_Your assignment_
Your answer must hold only the lines below from the line containing "Thanks @ricardoV94!" through the line containing "I’ve tried looking", each reproduced exactly.
****************************************
PR #538, opened 2025-07-16
Pass model to `add_fit_to_inference_data`

OriolAbril:
Without this find_map only works when called inside a model context, otherwise this step has no access to the model object

### DIFF
--- a/pymc_extras/inference/laplace_approx/find_map.py
+++ b/pymc_extras/inference/laplace_approx/find_map.py
@@ -336,7 +336,7 @@ def find_MAP(
     }
 
     idata = map_results_to_inference_data(optimized_point, frozen_model, include_transformed)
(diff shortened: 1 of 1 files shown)


pymc_extras/inference/laplace_approx/find_map.py
```diff
@@ -336,7 +336,7 @@ def find_MAP(
     }
 
     idata = map_results_to_inference_data(optimized_point, frozen_model, include_transformed)
-    idata = add_fit_to_inference_data(idata, raveled_optimized, H_inv)
+    idata = add_fit_to_inference_data(idata, raveled_optimized, H_inv, model)
```
ricardoV94, line 339: To avoid name confusion?

```suggestion
    idata = add_fit_to_inference_data(idata, raveled_optimized, H_inv, model=model)
```

ricardoV94:
Fixed in #543

Issue #541, opened 2025-07-17
pymc-extras can't be loaded with pymc version 5.24.0


Dekermanjian:
Pathfinder is trying to import `CustomProgress` from `pymc.util` however in pymc version 5.24.0 `CustomProgress` was moved from `pymc.util` to `pymc.progress_bar`.

This leads to an import error when trying to load the latest version of pymc-extras with the latest version of pymc.

jessegrabowski:
Closed by #542

PR #542, opened 2025-07-17
fix import error due to moving progress bar functions in latest pymc

Dekermanjian:
import progress bar functions from `pymc.progress_bar` instead of `pymc.util`

This addresses the issue in #541 

What I am not sure of though is what happens if a user wants to use the latest `pymc-extras` version with `pymc<5.24.0`?

### DIFF
--- a/conda-envs/environment-test.yml
+++ b/conda-envs/environment-test.yml
@@ -3,7 +3,7 @@ channels:
 - conda-forge
 - nodefaults
 dependencies:
-  - pymc>=5.24.0
+  - pymc>=5.24.1
   - pytensor>=2.31.4
   - scikit-learn
   - better-optimize>=0.1.5
--- a/conda-envs/environment-test.yml
+++ b/conda-envs/environment-test.yml
@@ -4,8 +4,9 @@ channels:
 - nodefaults
 dependencies:
   - pymc>=5.24.0
+  - pytensor>=2.31.4
   - scikit-learn
-  - better-optimize>=0.1.2
+  - better-optimize>=0.1.5
   - dask<2025.1.1
   - xhistogram
   - statsmodels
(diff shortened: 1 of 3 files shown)


jessegrabowski:
> What I am not sure of though is what happens if a user wants to use the latest pymc-extras version with pymc<5.24.0?

@maresb

ricardoV94:
Preliz needs to change it's import from compile_pymc to compile

ricardoV94:
https://github.com/arviz-devs/preliz/issues/682

jessegrabowski:
preliz already fixed it and cut a release, but it's not out of conda-forge yet

ricardoV94:
I see, then just wait 1/2 days? If you're confident everything is fixed feel free to merge

jessegrabowski:
@ricardoV94 I think something about the progress bar update is breaking pickling on windows.

ricardoV94:
Maybe the custom sampler is broken? You can change the test to run with cores=1 to see the error message

ricardoV94:
Odd can you reproduce locally?

jessegrabowski:
Yeah. It happens on windows because it defaults to `mp_ctx='spawn'`. It will happen on linux too if you set this manually.

ricardoV94:
And didn't happen before our changes? So odd

jessegrabowski:
The error appears to be an infinite recursion when trying to unpickle the inner function in `PointFunc`. That was changed in [this commit](https://github.com/pymc-devs/pymc/commit/3b8500bf3009b44b70371e11304bf7db3e8be805), which might be the actual source of the problems?

jessegrabowski (approved):

jessegrabowski:
Thank you @Dekermanjian !

Dekermanjian:
Happy to help! I am glad this is resolved now!

PR #543, opened 2025-07-19
Forward model argument to  add_fit_to_inference_data in find_MAP

jessegrabowski:
Bugfix for find_MAP. The following code currently errors:

```py
    with pm.Model() as m:
        mu = pm.Normal("mu", 0, 1)
        sigma = pm.Exponential("sigma", 1)
        y_hat = pm.Normal("y_hat", mu=mu, sigma=sigma, observed=np.random.normal(size=10))

    idata = find_MAP(
        model=m,
        method="L-BFGS-B",
        use_grad=True,
        use_hess=False,
        use_hessp=False,
        progressbar=False,
        compile_kwargs={"mode": "JAX"},
    )
```

Because the model argument is not correctly forwarded everywhere it is needed inside find_MAP. This patches the bug and adds a regression test.

### DIFF
--- a/tests/inference/laplace_approx/test_find_map.py
+++ b/tests/inference/laplace_approx/test_find_map.py
@@ -185,6 +185,22 @@ def test_find_MAP(
         assert not hasattr(idata, "unconstrained_posterior")
 
 
+def test_find_map_outside_model_context():
+    """
+    Test that find_MAP can be called outside of a model context.
+    """
+    with pm.Model() as m:
+        mu = pm.Normal("mu", 0, 1)
+        sigma = pm.Exponential("sigma", 1)
+        y_hat = pm.Normal("y_hat", mu=mu, sigma=sigma, observed=np.random.normal(size=10))
+
+    idata = find_MAP(model=m, method="L-BFGS-B", use_grad=True, progressbar=False)
+
+    assert hasattr(idata, "posterior")
+    assert hasattr(idata, "fit")
+    assert hasattr(idata, "optimizer_result")
+
+
 @pytest.mark.parametrize(
     "backend, gradient_backend",
     [("jax", "jax")],
--- a/pymc_extras/inference/laplace_approx/find_map.py
+++ b/pymc_extras/inference/laplace_approx/find_map.py
@@ -335,13 +335,20 @@ def find_MAP(
         var.name: value for var, value in zip(unobserved_vars, unobserved_vars_values)
     }
 
-    idata = map_results_to_inference_data(optimized_point, frozen_model, include_transformed)
-    idata = add_fit_to_inference_data(idata, raveled_optimized, H_inv)
-    idata = add_optimizer_result_to_inference_data(
-        idata, optimizer_result, method, raveled_optimized, model
+    idata = map_results_to_inference_data(
+        map_point=optimized_point, model=frozen_model, include_transformed=include_transformed
     )
+
+    idata = add_fit_to_inference_data(
+        idata=idata, mu=raveled_optimized, H_inv=H_inv, model=frozen_model
+    )
+
+    idata = add_optimizer_result_to_inference_data(
+        idata=idata, result=optimizer_result, method=method, mu=raveled_optimized, model=model
+    )
+
     idata = add_data_to_inference_data(
-        idata, progressbar=False, model=model, compile_kwargs=compile_kwargs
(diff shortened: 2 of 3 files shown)


ricardoV94:
Does this superseed: https://github.com/pymc-devs/pymc-extras/pull/538 ?

ricardoV94 (approved):

jessegrabowski:
> Does this superseed: https://github.com/pymc-devs/pymc-extras/pull/538 ?

Yes. I didn't check if anything else was open before I did this. Sorry @OriolAbril 

> How comes PyPI CI is failing with import?

I think this will be fixed by #541 ?

OriolAbril:
Can we also add the correct pin for pytensor? The map and laplace functionality needs newer pytensor than what is currently allowed. Don't worry about my PR

jessegrabowski:
It's actually not map and laplace needing the new pytensor, it's the INLA function.

I think we could move that specific import inside this function? It shouldn't affect 99% of users.

tomicapretto:
@jessegrabowski this is the dependency problem I encountered before

```shell
conda create --name test-pymc-extras python=3.12
conda activate test-pymc-extras
conda install -c conda-forge pymc-extras
python
```

```python
import pymc_extras
```

```
Traceback (most recent call last):
  File "<stdin>", line 1, in <module>
  File "/home/tomas/miniconda3/envs/test-pymc-extras/lib/python3.12/site-packages/pymc_extras/__init__.py", line 20, in <module>
    from pymc_extras.inference import find_MAP, fit, fit_laplace, fit_pathfinder
  File "/home/tomas/miniconda3/envs/test-pymc-extras/lib/python3.12/site-packages/pymc_extras/inference/__init__.py", line 17, in <module>
  File "/home/tomas/miniconda3/envs/test-pymc-extras/lib/python3.12/site-packages/pymc_extras/inference/laplace_approx/laplace.py", line 38, in <module>
    from pytensor.tensor.optimize import minimize
ModuleNotFoundError: No module named 'pytensor.tensor.optimize'
```

```python
pymc.__version__, pytensor.__version__
# ('5.23.0', '2.31.3')
```

and the pymc_extras I got installed was 0.3.1

If I do

```shell
conda install -c conda-forge "pytensor=2.31.7"
python
```

```python
import pymc_extras
pymc_extras.__version__
# '0.3.1'
```

jessegrabowski:
Thanks Tomi. I updated the pins. I didn't add an upper pin -- I don't really like them, and @maresb said he doesn't either, so that's confirmation bias :D

jessegrabowski:
I moved the version pin and dependency stuff to #542 , they didn't seem appropriate in this PR

tomicapretto:
> I moved the version pin and dependency stuff to #542 , they didn't seem appropriate in this PR

Makes sense!

tests/inference/laplace_approx/test_find_map.py
```diff
@@ -185,6 +185,22 @@ def test_find_MAP(
...
+    with pm.Model() as m:
+        mu = pm.Normal("mu", 0, 1)
+        sigma = pm.Exponential("sigma", 1)
+        y_hat = pm.Normal("y_hat", mu=mu, sigma=sigma, observed=np.random.normal(size=10))
+
+    idata = find_MAP(model=m, method="L-BFGS-B", use_grad=True, progressbar=False)
+
+    assert hasattr(idata, "posterior")
+    assert hasattr(idata, "fit")
+    assert hasattr(idata, "optimizer_result")
```
tomicapretto, line 201: Is it relevant / worth checking the presence of any data group? I see above a call like the following within `find_MAP`

```python
    idata = add_data_to_inference_data(
        idata=idata, progressbar=False, model=model, compile_kwargs=compile_kwargs
    )
```

tomicapretto: haha, well another thing I just saw:

Is it necessary to compute deterministics within `add_data_to_inference_data`? See

https://github.com/pymc-devs/pymc-extras/blob/fd2933f2c787755f03e1cfe106be37e9eb508fb1/pymc_extras/inference/laplace_approx/idata.py#L211-L224

I guess that function is not exposed to the user, but I just wanted to raise that potentially silent side effect.

jessegrabowski: it's not necessary, but that's what pm.sample does right?

tomicapretto: Ahh I see now why it's included

PR #555, opened 2025-07-31
Improve `xarray` display of structural components for multivariate time series

### LINKED ISSUE #545: Better dimensions & coordinates for multivariate time series components
Currently, `sample_conditional_posterior` and `extract_components_from_idata` return square brackets notations for the `state` coord, making it hard to select components when working with multivariate series, as showed in #544.

As discussed with @jessegrabowski and @OriolAbril, we should return an `xarray.Dataset` with one entry per observed state (e.g `['chirac2', 'sarkozy', 'hollande', 'macron', 'macron2']`), thus enabling users to select the corresponding structural components with `.sel`. This also allows each observed state to have arbitrary model structure inside, which the current multivariate setup allows.

AlexAndorra:
Closes #545 

Currently `extract_components_from_idata` returns square brackets notations for the `state` coord, making it hard to select components when working with multivariate series. Things like:
```python
state = [
            "trend[level[gdp]]",
            "trend[trend[gdp]]",
            "trend[level[unemployment]]",
            "trend[trend[unemployment]]",
            "ar[gdp]",
            "ar[unemployment]",
]
```
This PR adds a `restructure` argument to `extract_components_from_idata` (default `False` for backwards compatibility). When `True`, it will restructure the `state` coordinates as a multi-index for easier component selection, thus enabling selections like `idata.sel(component='level')`, `idata.sel(observed='gdp')`, or even `idata.sel(component='level', observed='gdp')`.
Again, this is especially useful for multivariate models with _multiple_ observed states.

More precisely, the `state` dimension is broken down into two new ones, `component` and `observed`, whose coordinates will be `[('level', 'gdp'), ('trend', 'gdp'), ('ar', 'gdp')], [('level', 'unemployment'), ('trend', 'unemployment'), ('ar', 'unemployment')] `.

This also allows each observed state to have arbitrary model structure inside, which the current multivariate setup allows.

_NB: This PR is a first pass, and in no way exhaustive -- we probably need to expand to more complex cases, that users will surface up. But at least it gets the ball rolling and should be self-sufficient to already merge_.

### DIFF
--- a/pymc_extras/statespace/models/structural/core.py
+++ b/pymc_extras/statespace/models/structural/core.py
@@ -18,6 +18,7 @@ from pymc_extras.statespace.models.utilities import (
     join_tensors_by_dim_labels,
     make_default_coords,
 )
+from pymc_extras.statespace.utils.component_parsing import restructure_components_idata
 from pymc_extras.statespace.utils.constants import (
     ALL_STATE_AUX_DIM,
     ALL_STATE_DIM,
@@ -208,7 +209,7 @@ class StructuralTimeSeries(PyMCStateSpace):
         self._component_info = component_info.copy()
 
         self._name_to_variable = name_to_variable.copy()
-        self._name_to_data = name_to_data.copy()
+        self._name_to_data = name_to_data.copy() if name_to_data is not None else {}
 
         self._exog_names = exog_names.copy()
         self._needs_exog_data = len(exog_names) > 0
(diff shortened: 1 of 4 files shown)


jessegrabowski:
I need to think a bit about this. As a v0 I guess it's fine, but I have the feeling that the whole extract_components should be refactored to just do the right thing from jump. Probably it could make better use of arviz in the first place. For example here we're casting everything to numpy then working with that. Seems dumb?

Some general comments:

- I'm not wild about regex when dealing with nested structures, it has a lot of sharp edges, and the patterns are quite arcane.
- I don't think we need to be backwards compatible. We're doing API breaks with every PR these days.

Issue #332, opened 2024-04-16
Implement optimized closed-form gradients for Kalman Filter


jessegrabowski:
I'm quite interested in the results of [this paper](https://arxiv.org/pdf/2303.16846.pdf). The authors  derive closed-form gradients for backprop through Kalman Filters. Specifically equations 28-31.

They report a 38x speedup over autodiff gradients from PyTorch. I suspect (with no evidence) that the gradient computations are where the default PyMC sampler really fall down, so this might even make non-JAX sampling of SS models palatable.

victorgarcia98:
Hey @jessegrabowski, 

Cool paper!
I would like to contribute towards implementing (or at least trying) this gradients. To start, I can try to reproduce the paper and then I'll need some help to know where to integrate these gradients.

What do you think? 😄

jessegrabowski:
Yeah that's how I'd proceed. You have closed form gradients from the current implementation, so basically you can just try to implement their equations 28-31. For a test model use a local level model. I recommend this because it doesn't have any parameters (except for the innovation covariance, and measurement error if included)

A big contribution to just getting the ball rolling would also just be to work out the notation differences between what this paper uses and what we use (we follow Durbin and Koopman Time Series Analysis by Statespace Methods).

victorgarcia98:
Awesome! Sounds like I plan :D

I'll create a table comparing the notations!

JeanVanDyk:
# Hi all

This post is a preliminary draft. I will likely revise and edit it further as the notations and concepts become clearer and better defined.

Here, I will try to synthesize the article and explain what these closed-form expressions are, which supposedly lead to a significant speed-up in the gradient computation time. I will use the notations from *"Durbin and Koopman, Time Series Analysis by State Space Methods"*. (To be fully honest, I mostly relied on the notations from *"Statistical algorithms for models in state space using SsfPack 2.2"*, which I hope are equivalent.)

First, to establish a common ground, let’s define the transition equations used in the Kalman filter:
 
$$
\begin{align}
a_{t+1} &= c_t + T_t a_t + H_t \epsilon_t \qquad \text{where } a_1 \sim \mathcal{N}(a, P) \\
y_t &= d_t + Z_t a_t + G_t \epsilon_t \qquad \text{where } \epsilon_t \sim \mathcal{N}(0, I)
\end{align}
$$

### Parameter definitions

For clarity, here are some key parameters:

#### State equation parameters

- $a_t$ : state vector at time t.
[...]

PR #557, opened 2025-08-02
#332 Closed form gradients for Kalman filter

JeanVanDyk:
Here you'll find, in the notebook section, the notebook I've used to compare execution time between using autodiff and the analytic gradients.

### DIFF
--- a/notebooks/Kalman_Filter_Gradients.ipynb
+++ b/notebooks/Kalman_Filter_Gradients.ipynb
@@ -1,0 +1,743 @@
+{
+ "cells": [
+  {
+   "cell_type": "markdown",
+   "id": "69ae14a1",
+   "metadata": {},
+   "source": [
+    "### Imports"
+   ]
+  },
+  {
+   "cell_type": "code",
+   "execution_count": 127,
+   "id": "90979a41",
+   "metadata": {},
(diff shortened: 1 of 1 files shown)


ricardoV94:
Suggestion, run custom gradient vs default autodiff in pytensor and time it. Print the compiled graph (.dprint() on the function) to see if what pytensor autodiff is doing isn't already similar.

I see the original paper compares with PyTorch, which IMO isn't very clever AD, specially in terms of memory optimization. I'm not sure their 38x speedup / memory improvement also holds against pytensor (or jax).

JeanVanDyk:
Thanks @ricardoV94!

I’ve tried looking into it, but it quickly becomes messy… Do you have a particular method for comparing the dprint output? I saw that you can name operations to make things clearer, but that doesn’t seem very efficient given the hundreds of lines I get.

I also tried timing it, and the gradient with the closed-form expression actually performs worse. I’m inclined to think that autodiff is still being used under the hood, especially since the runtime scales in pretty much the same way for both forms, depending on the number of states.

ricardoV94:
Can you share the timing code, that's easier to give feedback over.

Re the dprint that was just curiosity just paste it after you compile (yeah it will be long)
****************************************
_Result of this task_
Thanks @ricardoV94!

I’ve tried looking into it, but it quickly becomes messy… Do you have a particular method for comparing the dprint output? I saw that you can name operations to make things clearer, but that doesn’t seem very efficient given the hundreds of lines I get.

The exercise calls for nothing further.